→ ACTION ITEM: Take every line from the entries below that includes the word "think" and copy it.

BEGIN RECORDS PROVIDED

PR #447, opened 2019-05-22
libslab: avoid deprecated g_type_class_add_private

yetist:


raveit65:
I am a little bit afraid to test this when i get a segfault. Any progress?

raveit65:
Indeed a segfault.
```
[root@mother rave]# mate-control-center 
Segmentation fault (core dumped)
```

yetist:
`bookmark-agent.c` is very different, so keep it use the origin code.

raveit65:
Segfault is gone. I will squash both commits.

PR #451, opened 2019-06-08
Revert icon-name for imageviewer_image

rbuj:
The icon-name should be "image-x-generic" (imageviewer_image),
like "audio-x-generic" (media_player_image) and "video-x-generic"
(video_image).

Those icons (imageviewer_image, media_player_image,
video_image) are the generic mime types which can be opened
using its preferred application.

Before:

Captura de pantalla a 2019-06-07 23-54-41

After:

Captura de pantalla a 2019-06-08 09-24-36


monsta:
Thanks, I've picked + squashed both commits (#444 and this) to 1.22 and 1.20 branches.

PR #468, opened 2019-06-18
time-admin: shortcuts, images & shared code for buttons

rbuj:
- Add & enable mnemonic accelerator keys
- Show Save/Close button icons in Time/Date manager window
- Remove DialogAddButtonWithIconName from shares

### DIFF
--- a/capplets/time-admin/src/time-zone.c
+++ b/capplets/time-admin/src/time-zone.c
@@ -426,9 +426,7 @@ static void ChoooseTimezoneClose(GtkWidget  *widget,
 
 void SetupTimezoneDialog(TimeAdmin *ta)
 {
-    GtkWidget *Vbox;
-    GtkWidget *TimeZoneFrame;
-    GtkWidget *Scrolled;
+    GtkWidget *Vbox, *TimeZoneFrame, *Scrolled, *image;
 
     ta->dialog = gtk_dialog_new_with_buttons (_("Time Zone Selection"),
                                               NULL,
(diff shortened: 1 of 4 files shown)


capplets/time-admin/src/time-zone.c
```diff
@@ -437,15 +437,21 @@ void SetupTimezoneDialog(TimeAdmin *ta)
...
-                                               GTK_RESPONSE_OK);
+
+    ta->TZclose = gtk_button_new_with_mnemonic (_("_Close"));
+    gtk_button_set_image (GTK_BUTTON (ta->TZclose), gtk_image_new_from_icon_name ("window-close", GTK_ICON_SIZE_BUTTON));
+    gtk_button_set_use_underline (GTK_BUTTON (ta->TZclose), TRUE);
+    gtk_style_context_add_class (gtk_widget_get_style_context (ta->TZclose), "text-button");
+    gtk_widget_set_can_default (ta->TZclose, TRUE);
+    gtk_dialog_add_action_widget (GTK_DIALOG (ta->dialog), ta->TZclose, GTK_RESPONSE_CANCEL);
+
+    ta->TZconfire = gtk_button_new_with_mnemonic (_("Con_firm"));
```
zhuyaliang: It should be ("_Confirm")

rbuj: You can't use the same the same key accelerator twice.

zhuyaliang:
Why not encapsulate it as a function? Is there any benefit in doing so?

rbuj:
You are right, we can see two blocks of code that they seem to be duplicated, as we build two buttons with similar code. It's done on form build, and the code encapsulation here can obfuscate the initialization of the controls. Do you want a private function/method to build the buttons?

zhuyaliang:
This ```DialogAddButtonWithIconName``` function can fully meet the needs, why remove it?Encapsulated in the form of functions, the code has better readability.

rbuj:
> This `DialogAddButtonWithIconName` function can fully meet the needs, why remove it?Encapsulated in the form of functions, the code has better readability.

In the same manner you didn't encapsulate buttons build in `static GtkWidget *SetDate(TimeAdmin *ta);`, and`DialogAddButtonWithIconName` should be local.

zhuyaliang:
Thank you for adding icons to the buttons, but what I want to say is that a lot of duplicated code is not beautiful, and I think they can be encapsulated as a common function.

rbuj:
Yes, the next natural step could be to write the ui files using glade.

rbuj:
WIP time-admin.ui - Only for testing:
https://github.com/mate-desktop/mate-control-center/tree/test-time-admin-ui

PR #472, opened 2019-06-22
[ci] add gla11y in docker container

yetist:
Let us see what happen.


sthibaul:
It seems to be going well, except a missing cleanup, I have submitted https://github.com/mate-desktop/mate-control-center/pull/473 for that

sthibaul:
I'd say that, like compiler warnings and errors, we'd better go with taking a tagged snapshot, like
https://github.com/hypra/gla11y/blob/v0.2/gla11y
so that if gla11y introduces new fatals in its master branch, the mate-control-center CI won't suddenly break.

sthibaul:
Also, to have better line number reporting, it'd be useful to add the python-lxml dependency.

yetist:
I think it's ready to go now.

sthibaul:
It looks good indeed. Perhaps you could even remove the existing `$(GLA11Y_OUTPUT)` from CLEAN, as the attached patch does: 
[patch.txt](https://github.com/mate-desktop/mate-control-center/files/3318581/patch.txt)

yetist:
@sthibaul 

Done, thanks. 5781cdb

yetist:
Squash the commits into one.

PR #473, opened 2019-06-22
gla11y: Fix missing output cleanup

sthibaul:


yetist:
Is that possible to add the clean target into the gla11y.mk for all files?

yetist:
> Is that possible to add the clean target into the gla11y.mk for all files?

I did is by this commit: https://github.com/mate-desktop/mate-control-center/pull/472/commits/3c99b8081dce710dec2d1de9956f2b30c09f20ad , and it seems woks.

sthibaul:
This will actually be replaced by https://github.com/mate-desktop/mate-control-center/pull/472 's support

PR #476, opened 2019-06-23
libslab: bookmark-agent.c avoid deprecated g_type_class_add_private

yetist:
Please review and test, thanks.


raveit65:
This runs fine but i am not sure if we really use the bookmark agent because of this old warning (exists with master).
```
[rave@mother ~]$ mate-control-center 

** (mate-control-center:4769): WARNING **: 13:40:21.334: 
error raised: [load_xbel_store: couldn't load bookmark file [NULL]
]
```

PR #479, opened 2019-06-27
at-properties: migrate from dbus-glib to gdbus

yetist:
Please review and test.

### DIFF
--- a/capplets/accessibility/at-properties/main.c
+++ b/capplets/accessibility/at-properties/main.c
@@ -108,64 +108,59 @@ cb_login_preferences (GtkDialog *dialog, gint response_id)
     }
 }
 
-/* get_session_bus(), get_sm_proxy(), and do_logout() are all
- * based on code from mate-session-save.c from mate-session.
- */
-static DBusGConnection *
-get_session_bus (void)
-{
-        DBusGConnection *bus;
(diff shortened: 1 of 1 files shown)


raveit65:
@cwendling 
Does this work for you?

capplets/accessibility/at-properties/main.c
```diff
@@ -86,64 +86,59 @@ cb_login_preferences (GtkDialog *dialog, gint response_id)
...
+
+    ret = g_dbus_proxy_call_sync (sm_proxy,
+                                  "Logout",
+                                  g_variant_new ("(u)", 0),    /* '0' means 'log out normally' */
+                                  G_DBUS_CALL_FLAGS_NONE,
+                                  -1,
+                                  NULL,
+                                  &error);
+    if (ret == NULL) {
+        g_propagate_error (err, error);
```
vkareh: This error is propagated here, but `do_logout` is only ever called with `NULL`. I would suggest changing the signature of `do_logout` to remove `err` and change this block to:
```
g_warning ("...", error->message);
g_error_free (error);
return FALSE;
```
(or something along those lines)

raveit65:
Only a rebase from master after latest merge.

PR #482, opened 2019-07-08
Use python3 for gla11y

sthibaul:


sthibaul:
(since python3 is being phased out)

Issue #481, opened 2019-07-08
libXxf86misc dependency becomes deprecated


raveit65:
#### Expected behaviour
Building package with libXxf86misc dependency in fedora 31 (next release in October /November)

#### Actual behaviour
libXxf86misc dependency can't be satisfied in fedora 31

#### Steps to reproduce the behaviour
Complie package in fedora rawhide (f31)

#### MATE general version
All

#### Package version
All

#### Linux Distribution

END RECORDS PROVIDED

→ WRITTEN SOLUTION:
Thank you for adding icons to the buttons, but what I want to say is that a lot of duplicated code is not beautiful, and I think they can be encapsulated as a common function.
I think it's ready to go now.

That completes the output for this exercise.